=== Activity ===
Using the records below, locate all lines containing "maybe" and return them.

=== Provided data ===
[Start of Attachment]

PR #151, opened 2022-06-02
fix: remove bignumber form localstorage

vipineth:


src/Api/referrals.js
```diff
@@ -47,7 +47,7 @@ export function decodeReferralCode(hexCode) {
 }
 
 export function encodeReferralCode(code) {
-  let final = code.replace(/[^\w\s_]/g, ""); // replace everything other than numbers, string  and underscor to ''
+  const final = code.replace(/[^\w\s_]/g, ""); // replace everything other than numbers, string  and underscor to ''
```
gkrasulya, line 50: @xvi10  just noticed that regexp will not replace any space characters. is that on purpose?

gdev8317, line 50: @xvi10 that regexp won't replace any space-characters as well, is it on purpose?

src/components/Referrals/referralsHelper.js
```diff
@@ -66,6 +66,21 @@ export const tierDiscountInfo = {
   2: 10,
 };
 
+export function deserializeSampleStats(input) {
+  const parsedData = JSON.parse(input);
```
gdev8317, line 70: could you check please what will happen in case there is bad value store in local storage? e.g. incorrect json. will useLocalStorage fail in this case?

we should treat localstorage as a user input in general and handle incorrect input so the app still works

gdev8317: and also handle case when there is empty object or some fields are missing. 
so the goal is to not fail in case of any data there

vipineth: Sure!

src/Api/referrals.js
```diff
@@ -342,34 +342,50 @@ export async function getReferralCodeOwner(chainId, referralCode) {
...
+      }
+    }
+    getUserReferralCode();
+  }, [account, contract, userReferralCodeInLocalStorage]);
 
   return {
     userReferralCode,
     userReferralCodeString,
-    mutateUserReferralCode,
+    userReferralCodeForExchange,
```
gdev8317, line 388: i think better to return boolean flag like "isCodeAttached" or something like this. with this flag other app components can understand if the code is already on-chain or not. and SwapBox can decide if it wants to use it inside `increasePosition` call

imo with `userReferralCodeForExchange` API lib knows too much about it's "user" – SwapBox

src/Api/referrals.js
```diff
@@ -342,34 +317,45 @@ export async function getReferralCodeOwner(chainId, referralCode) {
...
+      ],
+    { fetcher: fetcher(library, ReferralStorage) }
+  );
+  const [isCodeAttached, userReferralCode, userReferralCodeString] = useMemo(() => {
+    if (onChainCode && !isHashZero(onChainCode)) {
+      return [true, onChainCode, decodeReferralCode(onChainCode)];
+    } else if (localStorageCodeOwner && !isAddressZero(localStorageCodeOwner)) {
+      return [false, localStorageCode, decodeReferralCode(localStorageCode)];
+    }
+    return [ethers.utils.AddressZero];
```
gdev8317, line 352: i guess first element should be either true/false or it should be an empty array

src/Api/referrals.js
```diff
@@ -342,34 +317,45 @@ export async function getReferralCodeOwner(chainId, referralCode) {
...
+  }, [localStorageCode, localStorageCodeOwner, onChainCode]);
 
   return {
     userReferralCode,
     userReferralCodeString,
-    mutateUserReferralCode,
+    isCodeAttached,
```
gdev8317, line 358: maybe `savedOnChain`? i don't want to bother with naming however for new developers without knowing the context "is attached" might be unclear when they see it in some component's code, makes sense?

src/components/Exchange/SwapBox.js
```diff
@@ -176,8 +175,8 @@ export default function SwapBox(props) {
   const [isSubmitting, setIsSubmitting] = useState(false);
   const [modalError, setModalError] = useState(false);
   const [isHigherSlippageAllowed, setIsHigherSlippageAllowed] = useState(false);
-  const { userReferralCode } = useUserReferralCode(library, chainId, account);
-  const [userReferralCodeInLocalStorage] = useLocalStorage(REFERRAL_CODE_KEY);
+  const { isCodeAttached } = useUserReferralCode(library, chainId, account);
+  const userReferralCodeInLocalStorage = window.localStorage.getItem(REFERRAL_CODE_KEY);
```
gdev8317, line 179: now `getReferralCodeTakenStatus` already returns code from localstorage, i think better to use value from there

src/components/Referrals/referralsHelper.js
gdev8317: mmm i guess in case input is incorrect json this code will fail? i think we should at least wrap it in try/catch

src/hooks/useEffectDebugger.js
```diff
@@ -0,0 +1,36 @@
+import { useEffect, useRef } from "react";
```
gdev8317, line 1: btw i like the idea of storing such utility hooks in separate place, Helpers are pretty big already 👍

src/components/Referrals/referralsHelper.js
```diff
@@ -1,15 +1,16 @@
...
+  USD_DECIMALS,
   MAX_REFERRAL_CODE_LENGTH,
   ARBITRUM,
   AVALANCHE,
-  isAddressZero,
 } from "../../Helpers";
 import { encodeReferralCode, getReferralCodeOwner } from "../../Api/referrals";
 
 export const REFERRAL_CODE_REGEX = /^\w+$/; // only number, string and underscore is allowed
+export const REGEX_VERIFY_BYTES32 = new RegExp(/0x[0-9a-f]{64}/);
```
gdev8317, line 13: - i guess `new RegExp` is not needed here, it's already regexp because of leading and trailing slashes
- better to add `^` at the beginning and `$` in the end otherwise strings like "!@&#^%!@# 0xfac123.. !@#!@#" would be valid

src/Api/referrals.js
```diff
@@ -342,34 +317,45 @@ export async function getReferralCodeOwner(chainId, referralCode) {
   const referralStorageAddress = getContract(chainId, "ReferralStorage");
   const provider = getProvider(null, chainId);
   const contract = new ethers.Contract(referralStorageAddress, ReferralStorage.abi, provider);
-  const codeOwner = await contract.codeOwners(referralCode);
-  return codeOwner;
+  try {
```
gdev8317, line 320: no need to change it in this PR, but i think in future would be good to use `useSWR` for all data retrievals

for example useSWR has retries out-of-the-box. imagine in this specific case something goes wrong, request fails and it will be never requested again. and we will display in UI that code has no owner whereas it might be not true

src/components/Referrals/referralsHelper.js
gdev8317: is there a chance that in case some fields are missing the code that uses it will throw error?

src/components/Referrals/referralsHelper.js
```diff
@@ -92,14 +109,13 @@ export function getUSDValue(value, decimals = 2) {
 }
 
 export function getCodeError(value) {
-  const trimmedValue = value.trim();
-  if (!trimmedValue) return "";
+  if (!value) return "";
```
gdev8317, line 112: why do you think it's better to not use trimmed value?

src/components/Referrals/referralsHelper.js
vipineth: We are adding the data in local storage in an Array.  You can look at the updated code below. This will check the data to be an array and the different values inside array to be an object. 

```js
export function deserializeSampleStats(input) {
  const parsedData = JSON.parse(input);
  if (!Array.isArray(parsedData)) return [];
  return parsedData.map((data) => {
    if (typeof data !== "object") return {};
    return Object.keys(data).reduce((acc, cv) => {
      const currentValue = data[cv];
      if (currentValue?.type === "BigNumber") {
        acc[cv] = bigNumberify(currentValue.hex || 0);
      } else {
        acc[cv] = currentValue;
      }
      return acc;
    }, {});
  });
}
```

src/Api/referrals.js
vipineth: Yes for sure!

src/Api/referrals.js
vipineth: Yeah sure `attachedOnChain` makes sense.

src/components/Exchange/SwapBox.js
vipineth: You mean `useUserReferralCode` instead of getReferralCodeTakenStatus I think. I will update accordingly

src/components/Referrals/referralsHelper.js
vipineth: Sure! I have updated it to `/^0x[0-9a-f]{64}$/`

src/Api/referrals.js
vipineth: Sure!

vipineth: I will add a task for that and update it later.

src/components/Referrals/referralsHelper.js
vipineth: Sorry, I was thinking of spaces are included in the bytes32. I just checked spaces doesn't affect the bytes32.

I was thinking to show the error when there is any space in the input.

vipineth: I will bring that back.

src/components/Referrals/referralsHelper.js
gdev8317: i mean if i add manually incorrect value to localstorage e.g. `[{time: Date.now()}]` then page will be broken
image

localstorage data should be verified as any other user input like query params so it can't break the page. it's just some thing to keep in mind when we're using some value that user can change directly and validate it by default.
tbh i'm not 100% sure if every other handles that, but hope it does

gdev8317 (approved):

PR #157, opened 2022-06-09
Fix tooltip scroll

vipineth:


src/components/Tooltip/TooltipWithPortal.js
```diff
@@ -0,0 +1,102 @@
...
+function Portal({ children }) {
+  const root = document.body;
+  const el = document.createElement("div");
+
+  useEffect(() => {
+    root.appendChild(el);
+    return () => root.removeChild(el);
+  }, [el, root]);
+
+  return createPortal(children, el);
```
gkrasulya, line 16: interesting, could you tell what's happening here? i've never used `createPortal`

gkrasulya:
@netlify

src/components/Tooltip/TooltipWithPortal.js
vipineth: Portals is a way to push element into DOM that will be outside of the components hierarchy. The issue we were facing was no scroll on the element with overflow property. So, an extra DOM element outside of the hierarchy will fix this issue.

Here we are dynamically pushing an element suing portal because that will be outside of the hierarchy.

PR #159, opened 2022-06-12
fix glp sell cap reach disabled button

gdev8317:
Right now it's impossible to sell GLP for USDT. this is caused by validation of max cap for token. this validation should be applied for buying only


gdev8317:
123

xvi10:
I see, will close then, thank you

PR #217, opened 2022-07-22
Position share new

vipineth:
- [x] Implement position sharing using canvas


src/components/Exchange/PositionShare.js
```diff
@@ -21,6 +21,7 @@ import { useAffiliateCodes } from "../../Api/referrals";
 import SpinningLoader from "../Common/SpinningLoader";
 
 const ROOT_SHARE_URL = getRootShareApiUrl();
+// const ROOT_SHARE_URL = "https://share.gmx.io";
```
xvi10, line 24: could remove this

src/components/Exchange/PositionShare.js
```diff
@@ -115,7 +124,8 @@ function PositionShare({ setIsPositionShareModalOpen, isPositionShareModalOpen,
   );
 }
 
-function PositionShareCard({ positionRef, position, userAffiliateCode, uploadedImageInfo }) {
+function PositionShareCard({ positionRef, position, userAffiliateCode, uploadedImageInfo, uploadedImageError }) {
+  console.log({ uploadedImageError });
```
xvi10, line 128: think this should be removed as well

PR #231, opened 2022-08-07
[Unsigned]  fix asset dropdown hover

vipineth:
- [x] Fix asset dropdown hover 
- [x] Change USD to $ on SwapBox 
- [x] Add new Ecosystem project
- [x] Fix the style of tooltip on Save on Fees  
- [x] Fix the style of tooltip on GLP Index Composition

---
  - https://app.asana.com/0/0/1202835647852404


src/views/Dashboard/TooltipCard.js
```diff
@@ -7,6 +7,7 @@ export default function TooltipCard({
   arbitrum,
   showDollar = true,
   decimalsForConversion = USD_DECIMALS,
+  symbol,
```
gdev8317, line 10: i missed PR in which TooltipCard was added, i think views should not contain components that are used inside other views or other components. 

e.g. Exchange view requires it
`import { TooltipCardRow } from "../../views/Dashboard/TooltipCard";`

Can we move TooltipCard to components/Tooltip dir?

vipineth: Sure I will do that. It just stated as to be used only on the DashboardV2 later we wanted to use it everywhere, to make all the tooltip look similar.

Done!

[End of Attachment]
[Start of Attachment]

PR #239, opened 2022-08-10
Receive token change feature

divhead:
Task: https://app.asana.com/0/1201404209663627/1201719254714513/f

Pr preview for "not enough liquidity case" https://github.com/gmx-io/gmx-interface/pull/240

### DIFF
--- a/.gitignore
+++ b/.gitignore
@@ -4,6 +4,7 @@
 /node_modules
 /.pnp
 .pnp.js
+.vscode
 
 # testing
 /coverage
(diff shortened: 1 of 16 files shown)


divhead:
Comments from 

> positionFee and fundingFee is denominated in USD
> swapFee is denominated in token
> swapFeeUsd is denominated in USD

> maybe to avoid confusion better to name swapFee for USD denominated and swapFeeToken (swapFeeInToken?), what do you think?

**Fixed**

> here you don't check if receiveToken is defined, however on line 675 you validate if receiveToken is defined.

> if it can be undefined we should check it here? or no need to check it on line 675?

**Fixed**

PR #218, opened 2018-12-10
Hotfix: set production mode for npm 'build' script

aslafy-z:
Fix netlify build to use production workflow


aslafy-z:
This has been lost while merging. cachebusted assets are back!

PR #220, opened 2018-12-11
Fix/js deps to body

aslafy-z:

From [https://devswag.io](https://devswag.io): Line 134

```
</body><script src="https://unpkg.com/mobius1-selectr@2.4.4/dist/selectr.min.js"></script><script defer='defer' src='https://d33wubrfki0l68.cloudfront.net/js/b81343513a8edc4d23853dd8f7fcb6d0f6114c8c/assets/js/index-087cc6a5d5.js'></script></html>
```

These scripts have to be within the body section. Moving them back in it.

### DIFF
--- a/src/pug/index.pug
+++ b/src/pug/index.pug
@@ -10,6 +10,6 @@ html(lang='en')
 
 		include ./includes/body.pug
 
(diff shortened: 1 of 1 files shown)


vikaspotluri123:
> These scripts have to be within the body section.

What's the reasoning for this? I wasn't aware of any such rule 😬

[End of Attachment]

=== Completed exercise ===
gdev8317, line 358: maybe `savedOnChain`? i don't want to bother with naming however for new developers without knowing the context "is attached" might be unclear when they see it in some component's code, makes sense?
> maybe to avoid confusion better to name swapFee for USD denominated and swapFeeToken (swapFeeInToken?), what do you think?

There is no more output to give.